The way to do this is to frame each condition within If… End If statements. Commands that are within an If…End If are only executed if the condition of the If statement is true.
You will find the If… End If statements under the Action Category labeled Task.
So let’s begin. The first statement we will make will take care of when %ModeMeeting is 1:
If %ModeMeeting = 1
Set Widget Icon
Silent Mode On
And of course, the second statement, after it, will therefore be:
If %ModeMeeting = 0
Set Widget Icon
Silent Mode Off
The Silent Mode can be found under the Audio Settings action category, while Set Widget Icon can be found under the Tasker category.
But wait. Which icon to choose?
We need to set up the icons for your widget. After all, they have to come from somewhere.
Tasker actually comes with stock widget icons, but… uh… let’s just say that they look too cheesy and cartoony:
This is why you’d be better off downloading your own sets of icons. Don’t worry. When you choose the Set Widget Icon command, you can scroll down and see an option to download more icons online. Do that.

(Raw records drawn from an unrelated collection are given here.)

PR #75, opened 2026-06-22
fix: in-place restart, health-gated update/rollback, Python 3.14 test compat

srflmr:
> 📋 **Sequential PR series — 1 of 2**
> 1. **fix: restart/update reliability ← THIS PR** (base: `main`)
> 2. feat: evomem provisioning + Discord _(builds on this; opened after this merges)_
>
> A follow-up feature PR depends on this one (its dashboard auto-restart uses `backend/restart.py` introduced here). I'll open it after this merges so its diff stays clean. Happy to split/reorder per your preference.

---

Three correctness/reliability fixes for the self-update + restart path. Commits are kept separate for review.

### 1) `fix(restart)`: single in-place re-exec helper
**Problem.** The web Update "Restart" button (`update_manager.trigger_restart`) sent `SIGTERM` to the parent and assumed an external process manager (systemd/Docker) would respawn it. The documented install path is `evonic start -d`, which spawns `python app.py` detached with **no** supervisor; `AgentRuntime._signal_handler` turns SIGTERM into `sys.exit(0)`, so the server stayed **down** with a stale PID file. Three other restart paths (`/restart`, super-agent restart tool, web setup auto-restart) already re-exec'd in place, but that logic was copy-pasted with subtle drift — which is how the broken fourth copy went unnoticed. None of them shut the scheduler down.

**Change.** New `backend/restart.py` as the single source of truth (`restart_in_place` / `schedule_restart`): stop channels (so Telegram releases its long-poll before re-bind), shut down the scheduler, free inherited FDs, then `os.execv` against `app.py` — preserving the PID the lock/PID file point to, so it works with or without a process manager. All four call sites repointed, each keeping only its own pre-restart bookkeeping.

### 2) `fix(update)`: health-gated update + deterministic rollback
**Problem.** The web updater ran `git fetch` + `git reset --hard` only — no dependency reinstall (an upstream requirement bump broke the next boot) and no check that the new tree imports. The CLI did git + `doctor --fix` but also no deps reinstall, and hard-failed if doctor returned non-zero. Rollback reset to the reflog's `HEAD@{1}`, which a failed-update auto-rollback corrupts, and `evonic update --rollback` was a dead flag.

**Change.** One shared, health-gated pipeline used by both web and CLI: `reset --hard <ref>` → reinstall requirements → `doctor --fix` → import smoke test. deps and the smoke test are gating; on failure the tree resets back to the recorded prior commit (auto-rollback), so a broken update never takes the running server down. `doctor --fix` is best-effort (logged, non-gating) — the smoke test is the real boot gate. The smoke test runs `import app` in a subprocess with `EVONIC_SMOKE_TEST=1` (skips channel/scheduler startup; `app.run()` is under `__main__`), so it has no side effects on the live server. Rollback is deterministic (recorded `previous_commit`; reflog kept as fallback) and `--rollback` is wired. The two-step UX is preserved (update applies code; the admin restarts via the now-working action); super-agent/supervisor flows are unchanged.

### 3) `fix(tests)`: Python 3.14 compatibility for `agent_messaging`
**Problem.** `setup_module` replaced `models` / `backend.agent_runtime` with bare `MagicMock`s; Python 3.14's import machinery reads `parent.__spec__` while resolving `from models.X import ...`, and MagicMock raises `AttributeError` for unset dunders — 61 errors at setup.

**Change.** Use `types.ModuleType` stand-ins (`__spec__=None`) and attach the behavioural mocks as attributes; assertions unchanged. Test-only.

### Why it's safe
- Restart **decision logic is untouched** — inter-agent approval guard, `restart_ready_needed` / `restart_greeting_needed`, and context capture; only the `_do_restart` mechanics moved into the shared helper. `[python, app.py]` equals the daemon's real argv; `scheduler.shutdown()` is additive (guarded).
- Update keeps the deliberate two-step UX; no auto-restart introduced.
- The test change is portable (no 3.14-only idiom) and raises nothing about the minimum Python.

### Test plan
- Full unit suite: **1093 passed / 0 failed** on **Python 3.10 and 3.14** (this fixes `main`'s 61 errors).
- Manual: web "Restart Now" under `evonic start -d` returns on the same PID/port; restart twice with Telegram enabled → no `Conflict`; simulated broken update → auto-rollback, live server stays up; `evonic update --rollback` restores the prior commit.

### DIFF
--- a/.env.example
+++ b/.env.example
@@ -52,3 +52,9 @@ EVONIC_SUBAGENT_IDLE_TTL=1800
 
 # Session Archive: when enabled the session data will be archived before it deleted in active db
 EVONIC_SESSION_ARCHIVE=0
+
+# Boot-gate probe: set to 1 to make `import app` return immediately without starting
+# channels, the scheduler, or app.run(). Used by the update pipeline's smoke test to
+# verify the new code imports cleanly without touching the live server's port or DB
+# connections. Not intended for production use.
+# EVONIC_SMOKE_TEST=
--- a/app.py
+++ b/app.py
@@ -319,7 +319,10 @@ init_super_agent_notifier()
 import os as _os
 _reloader_active = _os.environ.get('WERKZEUG_RUN_MAIN') is not None
 _is_reloader_child = _os.environ.get('WERKZEUG_RUN_MAIN') == 'true'
-if not _reloader_active or _is_reloader_child:
+# Smoke-test import (used by the updater to validate a new tree before
+# restarting): import all modules but skip channel/scheduler startup.
+_smoke_test = _os.environ.get('EVONIC_SMOKE_TEST') == '1'
+if (not _reloader_active or _is_reloader_child) and not _smoke_test:
     # Run SYSTEM.md migration eagerly (not lazily on first GET /api/agents).
     # Agents that predate the on-disk SYSTEM.md feature need their file written
     # before they start processing messages — otherwise read_file("/_self/SYSTEM.md")
--- a/backend/restart.py
+++ b/backend/restart.py
@@ -1,0 +1,80 @@
+"""
+In-place server restart — single source of truth.
+
+Restarts the running server by replacing the current process image with a fresh
+one (os.execv), preserving the PID the run/ lock and PID file point to. This is
+the only restart mechanism that works without an external process manager, so it
+is correct under the documented `evonic start -d` install path as well as under
+systemd/Docker.
+
+Used by the /restart slash command, the super-agent restart tool, the web setup
+auto-restart, and the web update "Restart" action so every restart path behaves
+identically.
+"""
+
+import logging
+import os
+import sys
+import threading
+import time
+
+log = logging.getLogger(__name__)
+
+
+def restart_in_place(delay: float = 1.5) -> None:
+    """Stop channels and the scheduler, free inherited FDs, and re-exec the server.
+
+    Runs in the calling thread and never returns on success (the process image is
+    replaced). Intended to be invoked from a daemon thread via schedule_restart().
+    """
+    time.sleep(delay)  # Let the triggering response/log flush first.
+
+    # Stop all channels cleanly so Telegram releases its long-poll before the
+    # new process re-opens them (otherwise the bot token hits a getUpdates
+    # Conflict on the next boot).
+    try:
+        from backend.channels.registry import channel_manager
+        channel_manager.stop_all()
+        time.sleep(1.0)  # Give Telegram server-side time to release.
+    except Exception as e:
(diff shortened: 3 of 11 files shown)


srflmr:
Hi @anvie — thanks for maintaining evonic! These two PRs fix a few things I ran into while using the project. Happy to address any feedback or split further if you'd prefer a different shape.

When you get a chance, could you review **#75 first** (restart/update/rollback reliability), then **#76** (evomem provisioning + Discord)? #76 builds on #75's `backend/restart.py`, so the sequential order matters. I'll rebase #76 onto main after #75 merges to clean up its diff.

No rush — appreciate the work you've put into this project.

anvie:
Thank you for this PR! The consolidation of restart logic into a single
`restart_in_place()` entry point is excellent!

A few things to address before merging:

- Rebase needed - there’s a merge conflict with `main`. Please rebase
  so the diff can be reviewed cleanly.
- Concurrent update safety - `apply_update()` has no locking. A
  concurrent call from the web UI and CLI could race on git operations.
  A lightweight file lock or pidfile guard would be enough for now.
- WebNotifier granularity - UI progress went from 2 coarse steps to…
  2 coarse steps. Exposing the reinstall and smoke-test phases through the
  notifier would give operators better visibility during long updates.
- `EVONIC_SMOKE_TEST` env var - worth adding an example in `.env.example` so user know
  it exists.

Overall, this is a well-structured refactor with the right test coverage.
After rebase and the lock guard, it’s good to merge.

srflmr:
Thanks for the review @anvie! Addressed all 4 items:

**✅ Rebased onto current main**
Conflict in `trigger_restart()` resolved — incorporated your fix from a8dc3e7 (state reset to idle before re-exec) while replacing the detached subprocess with the unified `schedule_restart()` helper from `backend/restart.py`.

**✅ Concurrent update safety**
Added `_acquire_update_lock()` / `_release_update_lock()` using `fcntl.flock(LOCK_EX | LOCK_NB)` on POSIX (no-op on Windows). Lock file lives in `state/update/update.lock` alongside `update_state.json`. Both `apply_update()` and `apply_rollback()` hold the lock for the duration of git operations, so a web UI trigger and a CLI call can't race on the working tree.

**✅ WebNotifier granularity**
`TOTAL_STEPS` is now 5 and `apply_update()` accepts an optional `progress_cb(step, total, label)` parameter. The web thread passes `notifier.send_progress` as the callback; the CLI path calls `apply_update(target)` unchanged. Steps reported: fetch → reset → reinstall deps → doctor --fix → smoke test.

**✅ `EVONIC_SMOKE_TEST` in `.env.example`**
Documented with a comment explaining the boot-gate mechanic and that it's not for production use.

You will be brought to the Google Play store, where you will then see a filtered list of all the available icon sets (called ipacks), free or otherwise. My favorites are the HD packs, particularly the Orb series. In the examples above, I used the Ipack/Blue White Pearl HD icon pack.
But wait. You may also want to change the look of your widget while it’s activated. For instance, make it redded out when your phone is on mute, and then back to normal when it isn’t. That means having another icon pack of a different color.
My favorite complement to the Blue White Pearl HD, for instance, is the Ipack/Orange White Pearl HD set.
So download your preferred packs and then have fun choosing your icons.
So now we have the program down pat, with a variable that keeps track of your preferred state for the phone, and icons that change depending on the state.
One more finishing touch. You want your phone to vibrate every time you click the widget. That way, you get the reassuring haptic feedback that you did indeed click on the widget.
To do this, you need the Vibrate action. You can find this under the Alerts action category. You wouldn’t want too long a vibrate because that would be annoying. From my experience, a vibrate setting of 100 (that’s 100 milliseconds, or 0.1 second) feels just right.
Wrap it up now! Just click on the check marks to close and save everything.
But wait, all you have right now is the task. What about the widget?
Get back to your phone’s home screen, and then scroll around to find an empty spot where you’d want your widget to land in. Activate Android’s Add Widgets mode (typically by long pressing on an empty part of the screen) and scroll until you find the Task widget.
Drag the widget to your selected spot. It will then ask you which action you want to dump over there.
You’ll see a summary of your task. But more important, you would want to give it an icon, via the lower right button that looks like color swatches. Click on that and choose your preferred icon.
(Truth is, at this point it doesn’t matter what you choose. Once you click on your task a couple of times, it’s gonna turn into the icon that you programmed it to show.)
And you’re done!
This just serves as an example of how you can create widget controls on your Android phone. The sky’s the limit. Make auto-SMS widgets! Make alarm clock widgets! If you can think it, you can probably build it!